_TASK BRIEF_. Transcribe, word for word and without additions, each line below from the one containing "- **discount off" through the one containing "## A judge fix came out of it", both ends included.
▶
PR #1209, opened 2026-09-22
docs: name the MCP endpoint where non-Claude clients are told to use it

jswir:
"Other clients, and unattended agents" tells Cursor, VS Code, Codex and Claude Desktop users they "take the same endpoint" — without saying what it is.

The URL only appears earlier, inside a `claude mcp add` command in the troubleshooting note for Claude Code. So someone setting up Cursor has to scroll back and extract `http://127.0.0.1:4040/mcp` from a flag on a command meant for a different client.

This states the endpoint inline and names `--mcp_port` / `MCP_PORT`, which were documented only in `docs/ai-agents.md`.

Two lines. The README is otherwise good on MCP — this is the one place it makes the reader work.

## Related

- [#1208](https://github.com/malloydata/publisher/pull/1208) — npm discovery metadata for `@malloy-publisher/server`
- [malloydata/malloy#3096](https://github.com/malloydata/malloy/pull/3096) — surfacing MCP in the language README
- [malloydata.github.io#344](https://github.com/malloydata/malloydata.github.io/pull/344) — MCP docs page rewrite


jswir:
Folded into #1208 — the npm metadata and this README line are the same change (making the MCP server findable and connectable), so they belong in one review.

PR #1210, opened 2026-09-22
An eval set over the storefront example, with verified goldens and a worked run

jswir:
Twelve natural-language questions over the bundled `storefront` package, with goldens derived twice each, plus the write-up of a first run. It is the worked example for `skill:eval-loop`: clone, run one command, and get a score, retrieval recall, a diagnosis per failure and a servable report.

`storefront.malloy` is unchanged. The report proposes model edits; it does not make them.

## What the run found

**11 of 12 (92%).** Four of the five failures I predicted did not happen, and the measurement is the interesting part:

- **net sales** — predicted to report gross, since `total_sales` carries no status filter. The agent found `status` and filtered it.
- **the 2025 signup cohort** — predicted to be unreachable. `customers.signup_date` is a dimension and the agent wrote the two-step join.
- **discount off list** — same prediction, same result. It also avoided the symmetric-aggregate grain trap that caught this set's own author.
- **the duplicate-name trap** — 1,000 customers hold 769 distinct names, so grouping spend by `full_name` merges three Mila Costas into a false top spender of $17,988. The agent grouped by `customer_id`.

Only the **business convention** failed. The company's summer is 25 May to 15 September ($267,423); the agent answered the meteorological June–August window ($213,939, 25% lower). That is the one category no amount of field documentation closes, because the rule exists nowhere in the data.

## A judge fix came out of it

The arm originally printed **100%** with that wrong answer in it. A rubric clause granted `near_match` for stating the window used, and `near_match` is excluded from the pass rate — so a materially wrong number cost the score nothing.

The judge was not at fault: it named the clause that allowed the verdict, which is what rule 7 asks of it. Nothing constrained what a clause may *sanction*. Rule 7 now carries a floor and a test — *would a reader who acted on this figure be wrong?* — and says a rubric clause cannot make a wrong value defensible. Naming your method makes an error diagnosable, not partial credit.

Two of the set's four `near_match` clauses had the defect and now score `no_match`. The other two are sound, and the line is sharp: they grant `near_match` to a figure that is *right* under a reading the question leaves open, missing only its stated basis.

## How the goldens work

Pre-defined and committed, not derived per run — a key derived during the run by the thing being measured is not independent evidence, and a key that moves between runs makes a score delta meaningless. Each value was derived once as SQL over the raw parquet and once as Malloy through a truth package holding the raw tables with no modelling, on axes that differ. `verify_goldens.py` re-derives them before every arm and refuses to spend on a drifted key.

The two-derivation rule earned its place immediately: translating the SQL literally gave `t_products.cost.sum()`, which Malloy correctly evaluates over distinct *products* rather than per order line, so margin rate read 99.6% and discount read **-118%**. One derivation would have shipped both as goldens.

## Reviewing

- `examples/storefront/evals/storefront-tour/README.md` — the exact commands, including five things this run got wrong the first time
- `RESULTS.md` — the write-up
- `runs/run-package-baseline-01/` — the report package: case matrix app and aggregate notebook

**Known gap, stated rather than hidden:** the first run's directory was untracked when an unrelated branch switch removed it, taking the transcripts and the full diagnosis. The report package and console log had already been written, so every figure is sourced — but the arm cannot be re-judged, so the corrected rubric takes effect on the next run and `RESULTS.md` shows both verdicts.


kylenesbit (approved):
Approving. The truth-package split is the right shape and the set is worth having. Everything below is findings rather than objections to the approach — but the first one I would fix before this merges, because the goldens are the product here and this one's evidence contradicts its own rubric.

Verified against `jswir/storefront-eval-tour` @ `34d7af60`. Where a finding is a claim about the data, I queried the committed parquet rather than reasoning about it.

### The golden that argues against itself

**`examples/storefront/evals/storefront-tour/cases.jsonl:10` — the `best-customers` verification note is wrong under both groupings.**

The note reads: *"By spend the top is Delilah Okafor (884, $8,818); by order count it is Amelia Cohen (80 orders). The two rankings disagree, which is the point of the case."*

Queried directly:

- Grouped by `customer_id` — the grain this same file's rubric requires — the top by order count is **Delilah Okafor (884, 43 orders)**, the *same* customer who tops spend ($8,817.56). The rankings agree, so the case's stated premise does not hold.
- Grouped by `full_name`, the top is **Mila Costa (99 orders)**, not Amelia Cohen (80).

There are three distinct `customer_id`s named Amelia Cohen (510, 583, 809), so 80 is a merged total — and she is not top even under the merged grain. The only route to that number is the full-name merge the rubric calls a NO MATCH two lines above, and that `storefront-tour-top-customer-spend` exists to catch. A judge reading this note as evidence will bless exactly the answer the set forbids.

### Two numbers the harness reports that aren't true

**`skills/eval-loop/scripts/run_baseline.py:1306` — the retrieval rung prints a fabricated 100%.**
`cascade()` is a strict funnel: a case whose `coverage` is not `covered`/`ok` is bucketed `unmeasured` and never reaches the recall check, so `not retrieved` is structurally 0 whenever coverage did not run. The new `retrieval_base = total - not covered - no entities named` therefore counts every unmeasured case as a successful retrieval. Reproduced: 12 cases, coverage `unknown`, 3 with real recall 0.5, prints `retrieved? 12 yes, 0 no`. The old line printed `0 yes, 0 no` — confusing, but honest. It fires on two supported paths: `--no-coverage`, and the `measure_coverage` failure path that deliberately returns `None`. The test at `run_baseline_test.py:1230` asserts on a hand-built cascade (`unmeasured: 11` *and* `not retrieved: 1`) that `cascade()` cannot produce, so it does not protect this. The fix belongs in `cascade()` — classify recall for unmeasured-coverage rows — not in the display.

**`skills/eval-loop/templates/eval-run-package/public/app.js:103` — the new `N/M` badge disagrees with the recall metric in the same report.**
`build_run_package.py:394` builds the dots as `required = {e for g in groups(exp) for e in g}` — the flattened union of `required` and every `requiredAnyOf` alternative — while `score_retrieval` computes recall per *group*, where any one member satisfies the group. `storefront-tour-top-category` (1 required + a 3-way `requiredAnyOf`) renders 4 dots, so if the two non-canonical aliases do not come back it shows `2/4` in the red `.short` style on a case whose recall is 2/2 = 100%. Nine of this set's twelve cases carry a `requiredAnyOf`, and the legend added at `index.html:218` promises the fraction is "how many of the entities the right answer needs came back". Count groups, not flattened entities.

### A guaranteed five-minute stall

**`skills/eval-answer/scripts/check_findable.py:383` — the index-wait terminal set names two statuses that do not exist and omits the two that mean "will never be ready".**
The server enum (`api.ts:852`, `api-doc.yaml:3509`) is `indexing | ready | cooldown | too-many-entities`. `"disabled"` and `"unavailable"` are never returned; `cooldown` and `too-many-entities` are not in the break set, so a package over the embedding cap polls the full `--index-wait` (default 300 s, ~150 requests) and can never succeed. Worse, the enum docs state `indexing` "clears once a `get_context` question triggers a sync… it does not clear on its own for a package nothing has queried" — this loop only polls the package resource and never drives a ranking call, unlike `serve.py:warm_retrieval` which issues an MCP call first. On a freshly loaded package that is a guaranteed five-minute stall followed by the warning the wait was written to avoid.

### Tests that don't run, and a table that doesn't render

**`skills/eval-loop/scripts/run_baseline_test.py:1558` — the five new tests never execute in CI.** `CoverageByDefault` and `OffloadedToolResult` are defined *after* the `if __name__ == "__main__": unittest.main()` block at line 1556. `package.json:35` runs these as `python3 "$t"`, so `unittest.main()` calls `sys.exit()` before the classes exist. `python3 run_baseline_test.py` → 161 tests; `python3 -m unittest run_baseline_test` → 166. Move both classes above the guard.

**`skills/eval-diagnose/SKILL.md:219` — two new paragraphs are inserted into the middle of a markdown table.** They land between the `NOT-RETURNED` and `LOW-RANK` rows of the `get_context / model` table, with no blank line before the rows resume. Any renderer — including the skills bundle served as an MCP prompt — absorbs `LOW-RANK`, `AMBIGUOUS`, `GUIDANCE-NOT-RETRIEVED` and `GUIDANCE-DECLINED` into the preceding paragraph as literal pipe text, so four of the six diagnosis codes lose their structure for every agent that reads this skill. Move the prose below the table.

### Smaller

- **`skills/eval-loop/scripts/run_baseline.py:3140`** — coverage-by-default ignores `--only` and fires on `--rejudge`. `measure_coverage` forwards only `--set/--publisher/--environment/--package/--out`, so a `--only one-qid` re-run spends a `claude -p` call on every case in the set; `--rejudge` does not set `a.rebuild` (only `--from` does, line 2789), so it re-measures coverage on a run that answers nothing. Forward `--only` and `--parallel`, and add `a.rejudge` to the skip condition.
- **`examples/storefront-tour-truth/truth.malloy:12`** — the header says "`data/` is a symlink to the model's own `data/`, so the bytes behind a golden are the bytes behind an answer. Copying them would let the two drift." The four files are committed as regular blobs (`100644`), and the package README has a whole "Why `data/` is a copy" section explaining that a symlink does not survive package install. The one comment that would prompt someone to re-verify goldens after a data change is the one that says they cannot drift.
- **`examples/storefront/evals/storefront-tour/as-received/questions.md:3`** — "Ten natural-language questions" in the file the same document declares the source of truth; twelve are listed, and `set.json`, the README and `cases.jsonl` all say twelve. The intro also says three questions ask for a concept `storefront.malloy` does not define, but the set README classes net-sales as reachable.
- **`examples/storefront/eslint.config.mjs:50`** — `evals/.gitignore` excludes both `*/runs/` and `run-package-*/`, but eslint ignores only `**/examples/storefront/evals/*/runs/**`. A run package at `evals/run-package-baseline-01/` — the layout the PR description uses — is gitignored yet still linted, so `lint:examples` fails locally on generated code nobody edits and CI never sees.

### Checked and clean

`packages/skills` is bumped to `0.1.22` and the branch is level with `main`, so the version-bump gate passes (note this takes `0.1.22`, so #1200 will need `0.1.23`). The regenerated `skills_bundle.json` is consistent with the manifest.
◀
_REPLY TO THE EXERCISE_.
- **discount off list** — same prediction, same result. It also avoided the symmetric-aggregate grain trap that caught this set's own author.
- **the duplicate-name trap** — 1,000 customers hold 769 distinct names, so grouping spend by `full_name` merges three Mila Costas into a false top spender of $17,988. The agent grouped by `customer_id`.

Only the **business convention** failed. The company's summer is 25 May to 15 September ($267,423); the agent answered the meteorological June–August window ($213,939, 25% lower). That is the one category no amount of field documentation closes, because the rule exists nowhere in the data.

## A judge fix came out of it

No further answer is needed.